긴장_1227682.jpg is in my custom korean dataset not in MJSynth
Code
custom_train_set = RecognitionDataset(
parts[0].joinpath("images"),
parts[0].joinpath("labels.json"),
img_transforms=Compose(
[
T.Resize((args.input_size, 4 * args.input_size), preserve_aspect_ratio=True),
# Augmentations
T.RandomApply(T.ColorInversion(), 0.1),
ColorJitter(brightness=0.3, contrast=0.3, saturation=0.3, hue=0.02),
]
),
)
if len(parts) > 1:
for subfolder in parts[1:]:
custom_train_set.merge_dataset(
RecognitionDataset(subfolder.joinpath("images"), subfolder.joinpath("labels.json"))
)
train_set = MJSynth(
train=True,
img_folder='/media/cvpr/CM_22/mjsynth/mnt/ramdisk/max/90kDICT32px',
label_path='/media/cvpr/CM_22/mjsynth/mnt/ramdisk/max/90kDICT32px/imlist.txt',
img_transforms=T.Resize((args.input_size, 4 * args.input_size), preserve_aspect_ratio=True),
)
_train_set = SynthText(
train=True,
recognition_task=True,
download=True, # NOTE: download can take really long depending on your bandwidth
img_transforms=T.Resize((args.input_size, 4 * args.input_size), preserve_aspect_ratio=True),
)
train_set.data.extend([(np_img, target) for np_img, target in _train_set.data])
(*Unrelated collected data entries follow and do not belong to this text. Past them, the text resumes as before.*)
PR #304, opened 2023-08-18
feat: ictx + transfer with limited sudo call #NTRN-85

swelf19:
In order to prevent malicious contract to overuse ibc sudo call, and run heavy computing at relayer's expense, we run sudo call with certain amount of gas(dao controlled) - `SudoCallLimit`
We run sudo call with `cacheCtx` with limited amount of gas
`_, err = im.ContractManagerKeeper.SudoTimeout(cacheCtx, senderAddress, packet)`
If the contract tries to consume more gas than allowed with `SudoCallLimit`, then panic is initiated by `wasmvm`
We converts the `out of gas` panic(and only this), and process it later as general error returned from the contract, i.e. suppress the error, save failure to the storage, pay fees to relayer.
In case of any other kind of panic, we treat it as relayers fault, do not recover it. Transaction aborted.

test run: https://github.com/neutron-org/neutron-tests/actions/runs/5939595766


swelf19:
https://github.com/neutron-org/neutron-tests/actions/runs/6010032342

x/transfer/ibc_handlers.go
```diff
@@ -138,25 +75,55 @@ func (im IBCModule) HandleTimeout(ctx sdk.Context, packet channeltypes.Packet, r
...
+
+// createCachedContext creates a cached context for handling Sudo calls to CosmWasm smart-contracts.
+// If there is an error during Sudo call, we can safely revert changes made in cached context.
+func (im IBCModule) createCachedContext(ctx sdk.Context) (sdk.Context, func(), sdk.GasMeter) {
+	cacheCtx, writeFn := ctx.CacheContext()
+	sudoLimit := im.ContractManagerKeeper.GetParams(ctx).SudoCallGasLimit
+	gasMeter := sdk.NewGasMeter(sudoLimit)
+	cacheCtx = cacheCtx.WithGasMeter(gasMeter)
+	return cacheCtx, writeFn, gasMeter
+}
```
mmikev: We have two identical methods: one in ICTX module and another one in transfer module. Is there any way to avoid copy-paste and make these methods reusable on both modules?

pr0n00gler (changes requested):

network/init-neutrond.sh
```diff
@@ -637,12 +637,11 @@ set_genesis_param signed_blocks_window                   "\"$SLASHING_SIGNED_BLO
 set_genesis_param min_signed_per_window                  "\"$SLASHING_MIN_SIGNED\","                   # slashing
 set_genesis_param slash_fraction_double_sign             "\"$SLASHING_FRACTION_DOUBLE_SIGN\","         # slashing
 set_genesis_param slash_fraction_downtime                "\"$SLASHING_FRACTION_DOWNTIME\""             # slashing
-set_genesis_param minimum_gas_prices                     "$MIN_GAS_PRICES,"                            # globalfee
-set_genesis_param max_total_bypass_min_fee_msg_gas_usage "\"$MAX_TOTAL_BYPASS_MIN_FEE_MSG_GAS_USAGE\"" # globalfee
+set_genesis_param minimum_gas_prices                     "$MIN_GAS_PRICES,"                             # globalfeeset_genesis_param max_total_bypass_min_fee_msg_gas_usage "\"$MAX_TOTAL_BYPASS_MIN_FEE_MSG_GAS_USAGE\"" # globalfee
```
NeverHappened: this line seems confusing - it merged into one?

app/upgrades/sdk47/upgrades.go
```diff
@@ -12,6 +12,7 @@ import (
 	upgradetypes "github.com/cosmos/cosmos-sdk/x/upgrade/types"
 	v6 "github.com/cosmos/ibc-go/v7/modules/apps/27-interchain-accounts/controller/migrations/v6"
 	"github.com/neutron-org/neutron/app/upgrades"
+	contractmanagermoduletypes "github.com/neutron-org/neutron/x/contractmanager/types"
```
NeverHappened: how about just `contractmanagertypes`?

neutronutils/utils.go
```diff
@@ -0,0 +1,11 @@
+package neutronutils
+
+import sdk "github.com/cosmos/cosmos-sdk/types"
+
+// CreateCachedContext creates a cached context for with a limited gas meter.
```
NeverHappened:
```suggestion
// CreateCachedContext creates a cached context with a limited gas meter.
```

x/contractmanager/types/params.go
```diff
@@ -7,14 +7,18 @@ import (
...
 
+const DefaultSudoCallGasLimit = uint64(1_000_000)
+
 // ParamKeyTable the param key table for launch module
 func ParamKeyTable() paramtypes.KeyTable {
 	return paramtypes.NewKeyTable().RegisterParamSet(&Params{})
 }
 
 // NewParams creates a new Params instance
 func NewParams() Params {
```
NeverHappened: maybe make this function accept sudoGasLimit as an argument, and use it in DefaultParams()?

pr0n00gler (approved):

x/transfer/ibc_handlers_test.go
```diff
@@ -96,25 +94,21 @@ func TestHandleAcknowledgement(t *testing.T) {
 	require.NoError(t, err)
 	p.Data = tokenBz
 
-	// error during SudoResponse non contract
+	//// error during SudoResponse non contract
```
NeverHappened: too many `//` :)

NeverHappened (changes requested):
All looks great! Few minor changes requested + need to resolve conflicts

swelf19:
https://github.com/neutron-org/neutron-tests/actions/runs/6039808703

swelf19:
https://github.com/neutron-org/neutron-tests/actions/runs/6046723887

NeverHappened (approved):
LGTM!

pr0n00gler (approved):

app/upgrades/sdk47/upgrades.go
```diff
@@ -91,6 +92,15 @@ func CreateUpgradeHandler(
 			return nil, err
 		}
 
+		ctx.Logger().Info("Setting sudo callback limit...")
```
sotnikov-s, line 84: would be nice to have migration code for each module in a dedicated private func (e.g. as the `migrateCronParams` below) for better readability and structure. so please move either your addition (related to the `contractmanager` module) or all of them (+ `feeburner` and `builder`) if you feel this way

app/upgrades/sdk47/upgrades.go
```diff
@@ -91,6 +92,15 @@ func CreateUpgradeHandler(
...
+		cmParams := contractmanagertypes.Params{
+			SudoCallGasLimit: 1_000_000,
```
sotnikov-s: would be cleaner to use the `DefaultSudoCallGasLimit` you've defined

neutronutils/errors/errors.go
```diff
@@ -0,0 +1,21 @@
+package errors
+
+import (
+	"cosmossdk.io/errors"
+	sdk "github.com/cosmos/cosmos-sdk/types"
+)
+
+// OutOfGasRecovery converts `out of gas` panic into an error
+// leave unprocessed any other kinds of panics
```
sotnikov-s: leave -> leaving (otherwise sounds like a recommendation or something)

neutronutils/utils.go
```diff
@@ -0,0 +1,11 @@
+package neutronutils
+
+import sdk "github.com/cosmos/cosmos-sdk/types"
+
+// CreateCachedContext creates a cached context with a limited gas meter.
+func CreateCachedContext(ctx sdk.Context, gasLimit uint64) (sdk.Context, func(), sdk.GasMeter) {
+	cacheCtx, writeFn := ctx.CacheContext()
+	gasMeter := sdk.NewGasMeter(gasLimit)
+	cacheCtx = cacheCtx.WithGasMeter(gasMeter)
+	return cacheCtx, writeFn, gasMeter
```
sotnikov-s: gasMeter is accessible via `cacheCtx.GasMeter()`. what's the point of returning it either accessing via this method? imo from the caller point of view it would be more concise (2 returned values instead of 3) and clean (explicit gas meter getting instead of some implicit value returned) to use the method

x/transfer/ibc_handlers.go
```diff
@@ -96,41 +30,43 @@ func (im IBCModule) HandleAcknowledgement(ctx sdk.Context, packet channeltypes.P
 	if err != nil {
 		return errors.Wrapf(sdkerrors.ErrInvalidAddress, "failed to decode address from bech32: %v", err)
 	}
+	if !im.ContractManagerKeeper.HasContractInfo(ctx, senderAddress) {
+		return nil
+	}
 
-	cacheCtx, writeFn, newGasMeter := im.createCachedContext(ctx)
-	defer im.outOfGasRecovery(ctx, newGasMeter, senderAddress, packet, data, contractmanagertypes.Ack, &ack)
+	cacheCtx, writeFn, newGasMeter := neutronutils.CreateCachedContext(ctx, im.ContractManagerKeeper.GetParams(ctx).SudoCallGasLimit)
```
sotnikov-s: I think it makes sense to move `CreateCachedContext` after fee distribution to emphasise 1) the general context usage in fee distribution, not the cacheCtx, and 2) limited cacheCtx gas meter usage only in scope of sudo call. if you see eye to eye with me, please apply this change in all IBC handlers

x/transfer/ibc_handlers.go
```diff
@@ -96,41 +30,43 @@ func (im IBCModule) HandleAcknowledgement(ctx sdk.Context, packet channeltypes.P
 	if err != nil {
 		return errors.Wrapf(sdkerrors.ErrInvalidAddress, "failed to decode address from bech32: %v", err)
 	}
+	if !im.ContractManagerKeeper.HasContractInfo(ctx, senderAddress) {
```
sotnikov-s: 1. why is it needed?
2. why we return a nil err here?
3. why we don't do the same in interchaintx handlers?

neutronutils/utils.go
```diff
@@ -0,0 +1,11 @@
+package neutronutils
```
sotnikov-s: I don't think I like the dedicated package for such sudo call specific stuff as limited cached context creation and out of gas panic to error conversion. please consider moving it to contractmanager module:
- make `CreateCachedContext` a method of the `ContractManagerKeeper`, maybe use `Params.SudoCallGasLimit` inside instead of accepting it as a parameter, and maybe rename to smth like `SudoCachedContext`
- move the `OutOfGasRecovery` to the `contractmanager` package and also give it a more Sudo call related name

sotnikov-s: or even better: why do we even expose all these `contractmanager` specific stuff? why don't encapsulate both the 1) limited cached context and 2) out of gas panic in the Sudo methods of the `ContractManagerKeeper`, and handle panics and call `writeFn` inside?

sotnikov-s:
also please:
1. respect the linter errors re files formatting;
2. create a PR to the neutron-docs repo because these changes are definitely one of those we don't want to forget about to reflect there.

x/transfer/ibc_handlers.go
swelf19: Transfer module can be used by both, either a regular account or a contract. In case it's a regular account we do not need to call sudo, we do early exit.
interchaintxs module can be used by contract account only, we dont need need to do early exit.

sotnikov-s: don't we need to distribute fees before early exit?

swelf19: Regular user does not pay ibc fees, only contract does. Basically fees is a compensation for calling sudo handler by relayer. There is no callback, when origin of the ibc msg is regular account.

neutronutils/utils.go
swelf19: good thoughts, i've opened a dedicated pr https://github.com/neutron-org/neutron/pull/313 to make the changes.

swelf19:
> also please:
> 
> 1. respect the linter errors re files formatting;
> 2. create a PR to the neutron-docs repo because these changes are definitely one of those we don't want to forget about to reflect there.

1. I want to fix the linter errors after merge all major PRs into `update-sdk47` branch, cause now linter create too much noise with "deprecated" errors, which should be fixed in corresponding PRs
2. will do

swelf19:
https://github.com/neutron-org/neutron-tests/actions/runs/6236180528

swelf19:
https://github.com/neutron-org/neutron-tests/actions/runs/6237857634

sotnikov-s (approved):

pr0n00gler (approved):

train_set.data.extend([(np_img, target) for np_img, target in custom_train_set.data])
Traceback
Traceback (most recent call last):
File "/media/cvpr/CM_22/doctr/references/recognition/train_pytorch.py", line 485, in <module>
main(args)
File "/media/cvpr/CM_22/doctr/references/recognition/train_pytorch.py", line 396, in main
fit_one_epoch(model, train_loader, batch_transforms, optimizer, scheduler, mb, amp=args.amp)
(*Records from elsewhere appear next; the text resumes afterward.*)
PR #313, opened 2023-09-08
feat: interachain sudo callback refactoring

swelf19:
- [x] extracted "an executing sudo in cached limited context" into middleware
- [x] removed redundant "Is it a contract address" checks
- [x] merge SudoResponse/SudoError/SudoTimeout into single handler
- [x] added requirement to pay fee to register interchain account 

https://github.com/neutron-org/neutron-tests/actions/runs/6196055940

related PRs:
https://github.com/neutron-org/neutron-sdk/pull/112
https://github.com/neutron-org/neutron-dev-contracts/pull/27
https://github.com/neutron-org/neutron-integration-tests/pull/204


Makefile
```diff
@@ -123,7 +123,7 @@ build-static-linux-amd64: go.sum $(BUILDDIR)/
 	$(DOCKER) cp neutronbinary:/bin/neutrond $(BUILDDIR)/neutrond-linux-amd64
 	$(DOCKER) rm -f neutronbinary
 
-install-test-binary: check_version go.sum
```
mmikev: Why is `check_version` removed?

x/contractmanager/ibc_middleware_test.go
```diff
@@ -0,0 +1,83 @@
+package contractmanager
+
+//
+//import (
```
mmikev: Why is it all commented out?

pr0n00gler (dismissed):

proto/neutron/interchaintxs/v1/tx.proto
```diff
@@ -26,6 +27,10 @@ message MsgRegisterInterchainAccount {
   string connection_id = 2 [ (gogoproto.moretags) = "yaml:\"connection_id\"" ];
   string interchain_account_id = 3
       [ (gogoproto.moretags) = "yaml:\"interchain_account_id\"" ];
+  repeated cosmos.base.v1beta1.Coin register_fee = 4 [
+    (gogoproto.nullable) = false,
+    (gogoproto.castrepeated) = "github.com/cosmos/cosmos-sdk/types.Coins"
+  ];
```
sotnikov-s, line 33: what's the point of having this kind of parameter for the message? can't we just use the `register_fee` from the module params?

x/contractmanager/keeper/failure.go
```diff
@@ -71,30 +68,12 @@ func (k Keeper) GetFailure(ctx sdk.Context, contractAddr sdk.AccAddress, id uint
...
-			}
-		}
-	case types.Timeout:
-		if _, err := k.SudoTimeout(ctx, contractAddr, *failure.Packet); err != nil {
-			return errors.Wrapf(types.FailedToResubmitFailure, "cannot resubmit failure ack timeout; failureId = %d; err = %s", failure.Id, err)
-		}
-	default:
-		return errors.Wrapf(types.IncorrectAckType, "cannot resubmit failure with incorrect ackType = %s", failure.GetAckType())
+	if _, err := k.wasmKeeper.Sudo(ctx, contractAddr, failure.SudoPayload); err != nil {
+		return errors.Wrapf(types.FailedToResubmitFailure, "cannot resubmit failure ack; failureId = %d; err = %s", failure.Id, err)
```
sotnikov-s: cannot resubmit failure **ack** -> cannot resubmit failure

x/contractmanager/keeper/sudo.go
```diff
@@ -20,118 +20,37 @@ func (k Keeper) HasContractInfo(ctx sdk.Context, contractAddress sdk.AccAddress)
...
-			"error", err, "contract_address", senderAddress)
-		return nil, fmt.Errorf("failed to Sudo: %v", err)
+		return nil, fmt.Errorf("failed to marshal MessageOnChanOpenAck: %v", err)
 	}
-
-	return resp, nil
+	return m, nil
 }
 
 func (k Keeper) SudoOnChanOpenAck(
```
sotnikov-s: it's not used anymore, is it?

x/contractmanager/keeper/sudo.go
```diff
@@ -20,118 +20,37 @@ func (k Keeper) HasContractInfo(ctx sdk.Context, contractAddress sdk.AccAddress)
 	return k.wasmKeeper.HasContractInfo(ctx, contractAddress)
```
sotnikov-s, line 20: probably not in scope of this PR, just want to share my observations:

I think we should remove the `HasContractInfo` method from the `contractmanager.Keeper` interface for it's just a proxy, no specific logic inside it. this could 1) make the `HasContractInfo` calls less ambiguous (why do we ask for a contract info from the `contractmanager` module, not from the `wasm` one, given the fact it's the `wasm` module which owns contracts) and 2) simplify `contractmanager.Keeper` interface, e.g. make it cleaner, more `contractmanager` module specialisation-oriented

sotnikov-s: another suggestion: I don't see any reasons of `SudoKVQueryResult` and `SudoTxQueryResult` in being placed in the `contractmanager` module. I suggest moving them to the `interchainqueries` module — to the only place they are used and to the place IMO they belong to in terms of module responsibility and scope

x/contractmanager/keeper/sudo.go
```diff
@@ -20,118 +20,37 @@ func (k Keeper) HasContractInfo(ctx sdk.Context, contractAddress sdk.AccAddress)
...
-
-	if !k.wasmKeeper.HasContractInfo(ctx, senderAddress) {
-		if request.SourcePort == types.TransferPort {
-			// we want to allow non contract account to send the assets via IBC Transfer module
-			// we can determine the originating module by the source port of the request packet
-			return nil, nil
-		}
-		k.Logger(ctx).Debug("SudoError: contract not found", "senderAddress", senderAddress)
-		return nil, fmt.Errorf("%s is not a contract address and not the Transfer module", senderAddress)
+func PrepareOpenAckCallbackMessage(details types.OpenAckDetails) ([]byte, error) {
```
sotnikov-s, line 45: IMO the `PrepareOpenAckCallbackMessage` func belongs to the `interchaintxs` module

x/contractmanager/types/module.go
```diff
@@ -0,0 +1,9 @@
+package types
+
+import (
+	sdk "github.com/cosmos/cosmos-sdk/types"
+)
+
+type Sudo interface {
+	Sudo(ctx sdk.Context, contractAddress sdk.AccAddress, msg []byte) ([]byte, error)
+}
```
sotnikov-s: the interface type is not used

x/contractmanager/types/sudo.go
```diff
@@ -25,30 +23,26 @@ type MessageKVQueryResult struct {
...
 // transaction failed with a timeout.
-type MessageTimeout struct {
-	Timeout struct {
-		Request channeltypes.Packet `json:"request"`
-	} `json:"timeout"`
+type MessageSudoCallback struct {
+	Response *ResponseSudoPayload `json:"response,omitempty"`
+	Error    *ErrorSudoPayload    `json:"error,omitempty"`
+	Timeout  *TimeoutPayload      `json:"timeout,omitempty"`
+}
```
sotnikov-s: please update the description

x/contractmanager/keeper/sudo.go
sotnikov-s: the `PrepareSudoCallbackMessage` func also seems not at the right place for me, but I couldn't come up with a better one since it's used by two modules (not by a single one as `PrepareOpenAckCallbackMessage`). but since they are quite similar, I think we can either keep the both here or find better places for both of them. a better place for `PrepareOpenAckCallbackMessage` is obvious — `interchaintxs` module. any ideas on `PrepareSudoCallbackMessage`?

x/interchaintxs/keeper/keeper.go
```diff
@@ -36,20 +40,46 @@ func NewKeeper(
...
+
+	treasury := k.feeBurnerKeeper.GetParams(ctx).TreasuryAddress
+	treasuryAddress, err := sdk.AccAddressFromBech32(treasury)
+	if err != nil {
+		return errors.Wrapf(sdkerrors.ErrInvalidAddress, "failed to convert treasury, bech32 to AccAddress: %v: %v", treasury, err)
+	}
+
+	err = k.bankKeeper.SendCoins(ctx, payer, treasuryAddress, fee)
+	if err != nil {
+		return errors.Wrapf(err, "failed send fee(%v) from %v to %v", fee, payer, treasury)
```
sotnikov-s: better to use `%s` for all three params

x/interchaintxs/keeper/keeper.go
```diff
@@ -36,20 +40,46 @@ func NewKeeper(
 	memKey storetypes.StoreKey,
 	channelKeeper types.ChannelKeeper,
 	icaControllerKeeper types.ICAControllerKeeper,
-	contractManagerKeeper types.ContractManagerKeeper,
+	contractManagerKeeper types.WasmKeeper,
```
sotnikov-s: contractManagerKeeper -> sudoKeeper

x/interchaintxs/types/params.go
```diff
@@ -12,29 +14,20 @@ var _ paramtypes.ParamSet = (*Params)(nil)
 var (
 	KeyMsgSubmitTxMaxMessages     = []byte("MsgSubmitTxMaxMessages")
 	DefaultMsgSubmitTxMaxMessages = uint64(16)
+	DefaultRegisterFee            = sdk.NewCoins(sdk.NewCoin(params.DefaultDenom, sdk.NewInt(1000)))
```
sotnikov-s, line 17: isn't it too little?

proto/neutron/interchaintxs/v1/tx.proto
sotnikov-s: ah, I remember that we discussed an advantage of having such a parameter: if the fee increases one day, the smart contracts with the previously set fee will stop working thus making their owners to increase the fee manually thus forcing the owners to, so to say, acknowledge the change. otherwise a significant change of this parameter could bring an unexpected and implicit operational costs change.

whereas I was the one who arose this point, now I don't think it makes sense: this so to say acknowledgement will bring huge operational load on protocols running their contracts on neutron and particularly for the DAO-controlled ones: they will have to pass a `update_contract_params` call through governance process to increase the fee even if it changed slightly. I think that making a simple force charge without requiring contracts to pass the value explicitly is totally ok: if this parameter ever changes significantly, I think all the protocol owners will become aware of it because such a change will be only possible via a proposal on Neutron

pr0n00gler (approved):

File "/media/cvpr/CM_22/doctr/references/recognition/train_pytorch.py", line 118, in fit_one_epoch
for images, targets in progress_bar(train_loader, parent=mb):
File "/home/cvpr/anaconda3/envs/pytesseract/lib/python3.9/site-packages/fastprogress/fastprogress.py", line 50, in __iter__
raise e
File "/home/cvpr/anaconda3/envs/pytesseract/lib/python3.9/site-packages/fastprogress/fastprogress.py", line 41, in __iter__
for i,o in enumerate(self.gen):
File "/home/cvpr/anaconda3/envs/pytesseract/lib/python3.9/site-packages/torch/utils/data/dataloader.py", line 628, in __next__
data = self._next_data()
File "/home/cvpr/anaconda3/envs/pytesseract/lib/python3.9/site-packages/torch/utils/data/dataloader.py", line 1333, in _next_data
return self._process_data(data)
File "/home/cvpr/anaconda3/envs/pytesseract/lib/python3.9/site-packages/torch/utils/data/dataloader.py", line 1359, in _process_data
data.reraise()
File "/home/cvpr/anaconda3/envs/pytesseract/lib/python3.9/site-packages/torch/_utils.py", line 543, in reraise
raise exception
FileNotFoundError: Caught FileNotFoundError in DataLoader worker process 0.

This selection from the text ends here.